I can indulge in a little hyperbole of my own. Given the many millions of components in the national power grid, and the thousands of ways that each may fail (including Y2K induced), the normal state is that the power system is challenged by failures thousands of times every day and survives most of them. Stressed by weather, especially ice storms and hurricanes, the failure rates rise millions of times higher. The ripple feedback loops are in effect continuously. I challenge anyone to come up with a substantial calculation that shows that the morning of January 1, 2000 will stress the power grid even as much as a typical ice storm.

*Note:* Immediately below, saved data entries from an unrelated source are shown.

PR #130, opened 2025-03-18
[WIP/DNM] crux extraction is optional from UI

staceysv:
- make the crux extraction step optional
- match crux prompting logic to other pipeline steps (so users can see & override the prompt)

- moved crux logic to match other prompt instructions
- tried to add a checkbox  — ideally we'd check the value of this checkbox and only run the crux extraction step if a user actively checked that box

- working so far on localhost
- need to figure out how to correctly set the default value to false and pass it through to workers.ts if the user checks the box

### DIFF
--- a/common/prompts.ts
+++ b/common/prompts.ts
@@ -81,6 +81,23 @@ And now, here are the claims:
 \${claims}
 `;
 
+export const defaultCruxPrompt = `
+I'm going to give you a topic with a description and a list of high-level claims about this topic made by different participants,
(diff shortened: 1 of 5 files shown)


staceysv:
> I think it would be good practice to set this as a draft PR if it's not ready for merging.

@Brandon-Perry thanks good reminder, thought I did!

Brandon-Perry:
@staceysv also I notice there's a a bunch of linting commits. Try running `npm run format` at the root level before adding and committing. If you forget, you can add again and run `git commit --amend --no-edit` if you haven't pushed, and it'll retroactively add those changes.

PR #135, opened 2025-03-24
Express server strict mode

Brandon-Perry:
Make it so we're using strict:true on the express-server, which makes type-checking stronger 
Changed ts-config in express/common to use strict:true, changed places in code that started to throw type errors.

Note: in some places I used ts-ignore, which is generally not good practice, but those places desperately need refactor / would have been a headache to do. 
Ran pets

### DIFF
--- a/express-server/src/googlesheet.ts
+++ b/express-server/src/googlesheet.ts
@@ -16,7 +16,8 @@ export async function fetchSpreadsheetData(
   // extract the data from the spreadsheet
   const url2 = `https://docs.google.com/spreadsheets/d/${spreadsheetId}/gviz/tq?tqx=out:json`;
   const response = await axios.get(url2);
-  const jsonStr = response.data.match(/(?<=.*\().*(?=\);)/s)[0];
+  const match = response.data.match(/.*\(([\s\S]*)\);/);
+  const jsonStr = match ? match[1] : null;
   const json = JSON.parse(jsonStr);
 
   // extract the columns and rows
@@ -63,7 +64,11 @@ export async function fetchSpreadsheetData(
   const emailToData: { [key: number]: { id: string; comment: string }[] } = {};
 
   rows.forEach((row, id) => {
+    // ! Brandon: indexing into a string and then using that to access a record with key:number ?????????
+    // ! Brandon: Adding ts ignores into this so we can use strict mode and not break stuff. This entire file needs redone.
+    // @ts-ignore
     emailToData[row[emailColumn]] ??= [];
+    // @ts-ignore
     emailToData[row[emailColumn]].push({
       id: String(id),
       comment: commentColumns
--- a/express-server/src/pipeline.ts
+++ b/express-server/src/pipeline.ts
@@ -37,6 +37,7 @@ function insertClaim(taxonomy: Taxonomy, claim: LLMClaim, tracker: Tracker) {
   const matchedTopic = taxonomy.find((topic) => topic.topicName === topicName);
   if (!matchedTopic) {
     console.log("Topic missmatch, skipping claim " + claim.claimId);
+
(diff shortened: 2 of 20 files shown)


express-server/src/googlesheet.ts
```diff
@@ -63,7 +64,11 @@ export async function fetchSpreadsheetData(
   const emailToData: { [key: number]: { id: string; comment: string }[] } = {};
 
   rows.forEach((row, id) => {
+    // ! Brandon: indexing into a string and then using that to access a record with key:number wtf?!?
+    // ! Brandon: Adding ts ignores into this so we can use strict mode and not break shit. This entire file needs redone.
```
staceysv, line 68: really appreciate the comment & understand the feeling!
nit/general reminder, our repo is open source, let's keep the language more professional
e.g. "access a record with key:number — TODO: investigate why/how"
e.g. "so we can use strict mode and not break anything — TODO: redo this entire file" (added to task tracking btw)

express-server/src/pipeline.ts
```diff
@@ -192,7 +194,7 @@ async function pipeline(
       : `${secs} seconds`;
 
   // next line is important to avoid leaking keys!
-  delete options.apiKey;
+  options.apiKey = "";
```
staceysv, line 197: general: are we using this file at all? I thought we're only using workers.ts for the pipeline these days? can we get rid of this whole file if yes?

express-server/src/routes/report.ts
```diff
@@ -7,6 +7,10 @@ export async function report(req: Request, res: Response) {
     api.getReportRequestUri.parse(req.params.reportUri),
   );
   const name = new URL(uri).pathname.split("/").pop();
+  if (!name) {
```
staceysv, line 10: can we add a comment on what this state is/what this means? and/or log what this means — malformed request or bad input url / unable to extract report name?

staceysv (changes requested):
Looks good, thanks for this cleanup! Left a few minor comments in places I would like a bit more explanation or see an opportunity for more cleanup (e.g. deleting deprecated files).
Q1: shall we test this a bit more before merging to prod? Any edge cases you can anticipate?
Q2: Also, how temporary do you think these typescript workarounds are/how urgent is it to refactor?

express-server/src/pipeline.ts
Brandon-Perry: will remove in a future PR

express-server/src/routes/generate.ts
```diff
@@ -16,13 +16,20 @@ export default async function generate(req: Request, res: Response) {
   try {
     const body: GenerateApiRequest = req.body;
     const { data: dataPayload, userConfig } = body;
```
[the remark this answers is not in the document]
Brandon-Perry: Will remove in a future PR

Brandon-Perry:
As far as testing goes - I think it's fine. There are no real changes to the logic, it's all type changes. If there as an issue with it, it would have thrown while transpiling. 

So I do think the backend needs a pretty extensive refactor. The issue with ts-ignore (which is used a lot in this PR) is that we lose the benefit of TypeScript in that spot. So if, for example, we change a type, it could mean that there's an error there that we're not catching. The issue however, is that the way that the backend is currently written would mean that more extensive changes would need to be made.
In terms of priority, I definitely say it should be a priority. But, that doesn't necessarily mean that we drop everything and rewrite it. I think doing so in pieces is more maintainable. So as we're implementing new features (like the private / public buckets), we should be refactoring as we go, instead of just trying to jerry-rig it.

staceysv:
Beautiful, thanks for all the responses & comments :) — let's make sure to keep refactoring as we go!

staceysv (approved):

Seven Zillion Dollar Utility Bills
There's one major difference between a financial institution and an electric utility. There is no natural upper limit on the size of a financial transaction, but you can only use a finite amount of power. My own house is wired for 200 amp service. The maximum I can use without melting the fuses is about $1,500 worth of energy in 30 days.

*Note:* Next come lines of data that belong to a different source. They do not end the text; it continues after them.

PR #138, opened 2025-03-26
Private gbuckets

Brandon-Perry:
This adds the ability to run both public and private google buckets. However, it does not implement the ability to add or read from the private bucket yet. 
Refactored storage.ts to use an abstract storage class and a bucket class
Ran a report manually.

Actually, there are many levels of defense against getting your power shut off erroneously. Most of them are relatively Y2K immune.

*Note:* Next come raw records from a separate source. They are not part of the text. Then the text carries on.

PR #1918, opened 2017-03-27
fix: simpler https audit

### LINKED ISSUE #1175: Skip HTTPS tests when running a 127.0.0.1 or localhost or .local URL

### LINKED ISSUE #1904: "Uses HTTPS" result is incorrect on WPT
LH report:  https://www.webpagetest.org/lighthouse.php?test=170324_KB_5MBY&run=1
WPT details: https://www.webpagetest.org/result/170324_KB_5MBY/

On this report you can see "uses https" fails but the test URL is "https://...". It was captured on chrome stable on android. 

We've seen some issues with the Security domain in Headless and it's possible we're encountering similar problems here. 

Does someone have an android they can debug this with?

patrickhulce:
fixes #1904 

Moves the HTTPS audit to a simpler method just ensuring no requests were loaded over `http` more debuggable and informative to the user as well which URLs need to be https. Also considers localhost to be secure to fix #1175


lighthouse-core/audits/is-on-https.js
```diff
@@ -41,9 +43,25 @@ class HTTPS extends Audit {
    * @return {!AuditResult}
    */
   static audit(artifacts) {
+    const networkRecords = artifacts.networkRecords[Audit.DEFAULT_PASS];
+    const insecureRecords = networkRecords
+        .filter(record => record.scheme === 'http' && record.domain !== 'localhost')
```
paulirish: i'd prefer to whitelist what we consider secure, rather than building up a blacklist.  

check out https://www.chromium.org/Home/chromium-security/security-faq#TOC-Which-origins-are-secure-
i think we only want to do https/wss and localhost for now.

lighthouse-core/test/runner-test.js
```diff
@@ -46,7 +46,7 @@ describe('Runner', () => {
     const url = 'https://example.com';
     const config = new Config({
       audits: [
-        'is-on-https'
+        'theme-color-meta'
```
paulirish: im just about to nuke this guy. ;)  can you use another

brendankenny:
it is nice to match Chrome's/devtools' notions of security, though, and not have to update to match when it changes (e.g. `neutral` today for mixed content images may someday be more strict).

Would it make sense to still do `driver.getSecurityState`, keep the whole security state object, not just `state.schemeIsCryptographic` so we can get the reasoning, and then combine it with record counts in the audit (like it appears the Security panel does too now)?

We can definitely ditch all the timeout nonsense. That's from ancient times, and if we actually needed to worry about every driver call timing out, Lighthouse as a whole would be in a ton of trouble :)

paulirish:
> Would it make sense to still do driver.getSecurityState,

basically the `Security` domain isn't implemented on Android, and hasn't been for over a year. So, while I don't really _want_ to, i think we have to drop that approach and determine the basic security state on our own.

lighthouse-core/test/runner-test.js
patrickhulce: 😢

lighthouse-core/audits/is-on-https.js
patrickhulce: done

lighthouse-core/test/runner-test.js
```diff
@@ -392,18 +390,16 @@ describe('Runner', () => {
...
       audits: [
-        'is-on-https'
+        'content-width'
       ],
 
       artifacts: {
-        HTTPS: {
-          value: true
-        }
+        ViewportDimensions: '#ffffff'
```
paulirish: white dimensions? that's kinda fun.

lighthouse-core/audits/is-on-https.js
```diff
@@ -32,18 +37,42 @@ class HTTPS extends Audit {
...
   static audit(artifacts) {
+    const networkRecords = artifacts.networkRecords[Audit.DEFAULT_PASS];
+    const insecureRecords = networkRecords
+        .filter(record => !HTTPS.isSecureRecord(record))
+        .map(record => ({url: URL.getDisplayName(record.url, {preserveHost: true})}));
+
+    let displayValue = '';
+    if (insecureRecords.length > 1) {
+      displayValue = `${insecureRecords.length} insecure requests found`;
+    } else if (insecureRecords.length === 1) {
```
paulirish: looks like we're setting the same displayValue in both cases. 
Regardless, I'm +1 on ignoring the pluralization issue and keeping the impl simple.

lighthouse-core/test/runner-test.js
patrickhulce: heh, this turns out this value is meaningless to tests then :)

lighthouse-core/audits/is-on-https.js
ebidel: What about one string to rule them all:

```
if (insecureRecords.length) {
  displayValue = `Insecure requests: ${insecureRecords.length}`;
}
```

We should handle the pluralization though. #polish

lighthouse-core/test/runner-test.js
```diff
@@ -153,17 +151,17 @@ describe('Runner', () => {
       const config = new Config({
         audits: [
           // requires the HTTPS artifact
```
brendankenny: `ViewportDimensions`

lighthouse-core/test/runner-test.js
brendankenny: it's not testing that the `content-width` didn't throw an error, though, just that the artifacts make it through. Should still update the assertion value to something less confusing for the next reader

lighthouse-core/test/runner-test.js
patrickhulce: done

lighthouse-core/test/runner-test.js
patrickhulce: done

1. As far as I know, there are only two ways for the public to pay for electricity.
a.A fixed amount per kilowatt-hour (kWh). Your bill is calculated from the meter reading. No date calculations of any type are involved.
b.The "budget" plan. A levelized fixed amount per month. Date calculations may, but need not be involved in calculating the monthly amount. My local utility adjusts mine every year by taking the total kWh
2. Anti-theft algorithms. To catch those who might be tempted to bypass the electric meter, utilities run programs that look for anomalous unexplained changes in usage. These can just as well catch outrageous miscalculations as they can catch electricity thieves. Indeed this happens from time to time in real life. Electric meters do get misread, and the customers do call the utility to complain and the utilities are used to rectifying the errors without too much ado.
3. Social connections. In my part of the country it is cold in the winter. Because of several unfortunate incidents in which elderly people froze after having their power cut off, laws were passed mandating that the utility must first contact the department of social services and arrange for a visit by a social worker before an order goes out to cut the power.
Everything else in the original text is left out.